Graduate Course of Health and Social Services, Kanagawa University of Human Services Graduate School, Yokosuka, Kanagawa, Japan
Department of Public Health, University of Toyama Faculty of Medicine Graduate School of Medicine and Pharmaceutical Science for Education, Toyama, Toyama, Japan.
BMJ Open. 2022 Jul 1;12(7):e050087. doi: 10.1136/bmjopen-2021-050087.
We examined changes in factors related to non-response to successive waves of the nationwide birth cohort study, the Japan Environment and Children's Study (JECS), during the first 3 years after childbirth.
Longitudinal cohort study.
As the baseline survey, mothers completed self-administered questionnaires distributed by hand during pregnancy or 1 month after delivery. The self-administered questionnaires that we used in this study were then distributed by mail every 6 months until the children were 3 years old, for a total of six times.

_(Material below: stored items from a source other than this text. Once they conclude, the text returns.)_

PR #4270, opened 2022-03-18
Drools 6875 - Removed use of deprecated methods from assertions

pibizza:
The patch removes a number of methods that are deprecated in assertions and starts to move tests towards assertj.

<details>
<summary>
How to replicate CI configuration locally?
</summary>

Build Chain tool does "simple" maven build(s), the builds are just Maven commands, but because the repositories relates and depends on each other and any change in API or class method could affect several of those repositories there is a need to use [build-chain tool](https://github.com/kiegroup/github-action-build-chain) to handle cross repository builds and be sure that we always use latest version of the code for each repository.
 
[build-chain tool](https://github.com/kiegroup/github-action-build-chain) is a build tool which can be used on command line locally or in Github Actions workflow(s), in case you need to change multiple repositories and send multiple dependent pull requests related with a change you can easily reproduce the same build by executing it on Github hosted environment or locally in your development environment. See [local execution](https://github.com/kiegroup/github-action-build-chain#local-execution) details to get more information about it.
</details>

<details>
<summary>
How to retest this PR or trigger a specific build:
</summary>

* <b>a pull request</b> please add comment: <b>Jenkins retest this</b>

* for a <b>full downstream build</b> 
  * for <b>jenkins</b> job: please add comment: <b>Jenkins run fdb</b>
  * for <b>github actions</b> job: add the label `run_fdb`

* <b>a compile downstream build</b> please  add comment: <b>Jenkins run cdb</b>

* <b>a full production downstream build</b> please add comment: <b>Jenkins execute product fdb</b>

* <b>an upstream build</b> please add comment: <b>Jenkins run upstream</b>
</details>

PR #6686, opened 2026-04-28
[incubator-kie-issues#2288] - Springboot 4.0.x upgrade 

### LINKED ISSUE #2288: Springboot 4.0.x upgrade
This issue is to upgrade Spring Boot to a newer supported version, as the current Spring Boot version(3.5.x) used in incubator KIE repositories is nearing its end of support (EoS/EOL) by 30 Jun 2026. The upgrade ensures continued security fixes, stability, and long‑term maintainability.

nrknithin:
Closes: https://github.com/apache/incubator-kie-issues/issues/2288

Related PRs
- Optaplanner: https://github.com/apache/incubator-kie-optaplanner/pull/3221
- Kogito Runtimes: https://github.com/apache/incubator-kie-kogito-runtimes/pull/4270
- Kogito Apps: https://github.com/apache/incubator-kie-kogito-apps/pull/2331
- Kogito Examples: https://github.com/apache/incubator-kie-kogito-examples/pull/2210

### Why
Drools does not depend on Spring Boot, but every downstream KIE repository (kogito-runtimes, kogito-apps, kogito-examples) imports both `drools-build-parent` and `spring-boot-dependencies`. 

This PR is the first step of the Spring Boot 3.5 → 4.0 upgrade for the KIE stack. It updates the versions in `drools-build-parent` so they match what `spring-boot-dependencies:4.0.5` already pins. Once this is in, downstream repositories can move to Spring Boot 4.0.5 without adding per-library overrides.

### Things to call out

- **JUnit `5.13.4` → `6.0.3` (not `5.x` or `1.14.x`).** JUnit 6 changed how the version numbers work. `junit-bom:6.0.3` now pins both `junit-jupiter` and `junit-platform` to `6.0.3`. If `junit-jupiter` and `junit-platform` end up on different major versions (for example Jupiter 6 + Platform 1.x), tests fail at discovery time with `NoSuchMethodError`. Spring Boot 4.0.5 ships JUnit 6, so drools needs to be on JUnit 6 too.
- **Infinispan `15.0` → `15.2`.** Required so the downstream `infinispan-spring-boot-starter` works with Spring Boot 4. Infinispan `15.2.6` ships byte-identical copies of two classes (`OffHeapMemory`, `ThreadCreator`) in both `infinispan-commons` and `infinispan-commons-spi`. This breaks the duplicate-class check in `drools-reliability`. Fixed with two `<ignoreClass>` entries scoped only to `infinispan-commons-spi`. The same file already has a similar entry for `infinispan-objectfilter`, so this follows an existing pattern.
- **`RestObjectMapperSpringTemplate` codegen template.** Spring Boot 4 removed `Jackson2ObjectMapperBuilderCustomizer` and stopped automatically registering `MappingJackson2HttpMessageConverter` when only a Jackson 2 `ObjectMapper` bean is present. The template is updated to register both directly. There is one subtle override on `canWrite(String.class) → false`: kogito's DMN-generated REST resources return an already-serialized JSON `String` body. Without the override, Jackson 2 would wrap that string in quotes (`"\"{…}\""`) and break response parsers. The override lets the built-in `StringHttpMessageConverter` write those `String` bodies as-is.

### How to review

- `build-parent/pom.xml`: each property change is a simple version bump. The JUnit version is the only one that needs careful reading — see the note above.
- `drools-reliability/drools-reliability-{infinispan,tests}/pom.xml`: two new `<ignoreClass>` entries. Check the artifact scope is `infinispan-commons-spi` and that the class names match the duplicate classes Infinispan 15.2 actually ships.
- `drools-model/drools-model-codegen/src/main/resources/class-templates/ruleunits/RestObjectMapperSpringTemplate.java`: this template is copied into every kogito Spring Boot application that uses rule units, so the diff has a large blast radius. Read the new `@Bean MappingJackson2HttpMessageConverter` method carefully; the `canWrite(String) → false` override is the part most likely to surprise a reviewer.
- The best end-to-end check is to build the downstream repositories (kogito-runtimes, kogito-apps, kogito-examples) against this branch installed locally. Version-conflict issues only show up when the downstream classpath is actually assembled.

### Verification
`mvn clean install` on this branch passes locally.


build-parent/pom.xml
```diff
@@ -121,15 +122,15 @@
     <version.jakarta.json-api>2.1.3</version.jakarta.json-api>
     <version.org.apache.openjpa>4.0.0</version.org.apache.openjpa>
     <version.org.jpmml.model>1.6.4</version.org.jpmml.model> <!-- jpmml-model BSD 3C license - ATTENTION 1.5.1 intentional, because 1.5.1 evaluators works with 1.5.1 -->
-    <version.org.junit.jupiter>5.13.4</version.org.junit.jupiter>
-    <version.org.junit.platform>1.13.4</version.org.junit.platform> <!-- Keep synchronized with junit-jupiter (middle and minor should be the same) -->
+    <version.org.junit.jupiter>6.0.3</version.org.junit.jupiter>
+    <version.org.junit.platform>6.0.3</version.org.junit.platform> <!-- JUnit 6 unified versioning: platform shares the jupiter version, managed by junit-bom 6.0.3 -->
```
yesamer: @nrknithin In this case, I guess we can use a single entry for both, WDYT?

build-parent/pom.xml
```diff
@@ -1342,6 +1343,13 @@
           </exclusion>
         </exclusions>
       </dependency>
+
+      <!-- CVE fix: use at.yawk.lz4:lz4-java instead of org.lz4:lz4-java -->
+      <dependency>
+        <groupId>at.yawk.lz4</groupId>
+        <artifactId>lz4-java</artifactId>
+        <version>${version.at.yawk.lz4.java}</version>
```
yesamer: @nrknithin IS this required for SPringBoot4 or for a CVE?

drools-model/drools-model-codegen/src/main/resources/class-templates/ruleunits/RestObjectMapperSpringTemplate.java
```diff
@@ -18,43 +18,56 @@
...
 
+    public RestObjectMapper(ObjectMapper objectMapper) {
+        SimpleModule module = new SimpleModule();
+        module.addDeserializer(DataStream.class, new DataStreamDeserializer());
+        module.addDeserializer(DataStore.class, new DataStoreDeserializer());
+        module.addDeserializer(SingletonStore.class, new SingletonStoreDeserializer());
+        objectMapper.registerModule(module);
+    }
+
+    // TODO Jackson 3 migration: SB 4 no longer auto-registers a Jackson 2 HTTP converter; register one
```
yesamer: @nrknithin Is this TODO still needed?

yesamer (commented):
@nrknithin Thank you.

drools-model/drools-model-codegen/src/main/resources/class-templates/ruleunits/RestObjectMapperSpringTemplate.java
```diff
@@ -18,43 +18,56 @@
...
 
-import org.springframework.boot.autoconfigure.jackson.Jackson2ObjectMapperBuilderCustomizer;
 import org.springframework.boot.SpringBootConfiguration;
+import org.springframework.boot.autoconfigure.condition.ConditionalOnMissingBean;
 import org.springframework.context.annotation.Bean;
-import org.springframework.http.converter.json.Jackson2ObjectMapperBuilder;
+import org.springframework.http.MediaType;
+import org.springframework.http.converter.json.MappingJackson2HttpMessageConverter;
 
+// TODO Jackson 3 migration: drop this shim when the Spring add-ons move to tools.jackson.databind.*.
```
yesamer: @nrknithin Is this TODO still needed?

build-parent/pom.xml
nrknithin: @yesamer  Good catch. Consolidated to a single version.org.junit property — both jupiter and platform reference it now.

build-parent/pom.xml
nrknithin: @yesamer  Good question. On closer look this was a CVE fix that became dead code with the Kafka 4.1.2 bump in this PR — Kafka 4.x's pom already brings at.yawk.lz4:lz4-java 1.10.1 directly (verified org.lz4 is not resolved anywhere in ~/.m2). Removed the exclusion, the standalone dep, and the version.at.yawk.lz4.java property.

drools-model/drools-model-codegen/src/main/resources/class-templates/ruleunits/RestObjectMapperSpringTemplate.java
nrknithin: @yesamer Yes — the class is a Jackson 2 shim required while kogito-events-core autowires the Jackson 2 ObjectMapper on both the Quarkus and Spring Boot sides. Quarkus 3.33 still ships Jackson 2 (jackson-bom 2.21.1), so the Jackson 3 migration won't happen this cycle and likely not before the LTS after 3.33. The TODO is the removal trigger for that future cleanup.

drools-model/drools-model-codegen/src/main/resources/class-templates/ruleunits/RestObjectMapperSpringTemplate.java
nrknithin: @yesamer Yes — needed for the same reason as the TODO above. Quarkus 3.33 still ships Jackson 2 (jackson-bom 2.21.1), so the trigger won't fire this cycle.

drools-model/drools-model-codegen/src/main/resources/class-templates/ruleunits/RestObjectMapperSpringTemplate.java
nrknithin: reframed as a plain comment since TODO reads as "incomplete work" — but this is a future removal trigger, not pending work.

drools-model/drools-model-codegen/src/main/resources/class-templates/ruleunits/RestObjectMapperSpringTemplate.java
nrknithin: same as above reframed as a plain comment since TODO reads as "incomplete work" — but this is a future removal trigger, not pending work.

drools-model/drools-model-codegen/src/main/resources/class-templates/ruleunits/RestObjectMapperSpringTemplate.java
yesamer: @nrknithin Thank you, I guess we should keep trace of those. Can you please:
- Open a ticket in drools issues --> https://github.com/apache/incubator-kie-drools/issues (Jackson 3 migration)
- This should contains all the info that will help future maintainers to migrate to Jackson 3
- In the code, please link that issue directly
- Repeat for all the impacted points.

nrknithin: @yesamer Done — opened https://github.com/apache/incubator-kie-drools/issues/6702 with the migration context and the list of affected sites. Each Jackson 2 helper now links the issue directly. Same update is applied in kogito-runtimes [#4270](https://github.com/apache/incubator-kie-kogito-runtimes/pull/4270), kogito-apps [#2331](https://github.com/apache/incubator-kie-kogito-apps/pull/2331), and kogito-examples [#2210](https://github.com/apache/incubator-kie-kogito-examples/pull/2210) so every helper across the stack points at the same tracker.

yesamer (approved):
Thank you @nrknithin

drools-traits/src/main/java/org/drools/traits/core/factmodel/AbstractTraitFactory.java
```diff
@@ -194,6 +198,10 @@ protected static String getKey(Class core, Class trait) {
     }
 
     protected Class<T> buildProxyClass(K core, Class<?> trait) {
+        // The trait class builder factory is static and may have been left in a different
+        // VirtualPropertyMode by an earlier call. Re-sync it to this factory's mode so the
+        // generated proxy class has constructors that match the lookup in cacheConstructor.
+        syncBuilderFactoryWithMode(mode);
```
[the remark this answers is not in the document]
nrknithin: This race is pre-existing — the original setMode had no synchronization at all. This PR added synchronized to the write path to fix a sequential state-pollution case JUnit 6 ordering exposed: TraitTest (parameterized MAP/TRIPLES tests) left the static factory in TRIPLES mode, then TraitTypeGenerationTest ran in MAP mode and got the wrong proxy constructor (the "konst is null" failure). The fix re-syncs the factory to the instance's mode at the top of buildProxyClass, which solves the sequential case. Fully fixing the unsynchronized reads (the concurrent case you flagged) needs a redesign — per-instance builders or full-method locking — out of scope for the SB 4 upgrade. 

@yesamer @gitgabrio do u think we need to create a follow up issue for this?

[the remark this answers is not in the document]
yesamer: @nrknithin I don't know that module, but it looks weird that a SB update impacts it. I mean, that should be a framework agnostic module.

build-parent/pom.xml
```diff
@@ -121,15 +123,15 @@
     <version.jakarta.json-api>2.1.3</version.jakarta.json-api>
     <version.org.apache.openjpa>4.0.0</version.org.apache.openjpa>
     <version.org.jpmml.model>1.6.4</version.org.jpmml.model> <!-- jpmml-model BSD 3C license - ATTENTION 1.5.1 intentional, because 1.5.1 evaluators works with 1.5.1 -->
-    <version.org.junit.jupiter>5.13.4</version.org.junit.jupiter>
-    <version.org.junit.platform>1.13.4</version.org.junit.platform> <!-- Keep synchronized with junit-jupiter (middle and minor should be the same) -->
+    <!-- JUnit 6: single pin for jupiter + platform + vintage via junit-bom. See version.junit above for the legacy JUnit 4 API. -->
```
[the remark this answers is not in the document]
nrknithin: updated the comment

pefernan (approved):

gitgabrio (approved):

Of 103 060 mothers who consented to participate in the JECS during pregnancy, 88 489 mothers were included in the study after excluding those with multiple births, miscarriages or stillbirths and those who withdrew from the study within 3 years after providing informed consent.
Data were collected at the baseline survey on participants' socioeconomic status, medical history, health status, health-related behaviours and their children's health conditions and living situations. The strength of the impact of related factors and the prediction of response status were examined and compared using binominal logistic regression analysis.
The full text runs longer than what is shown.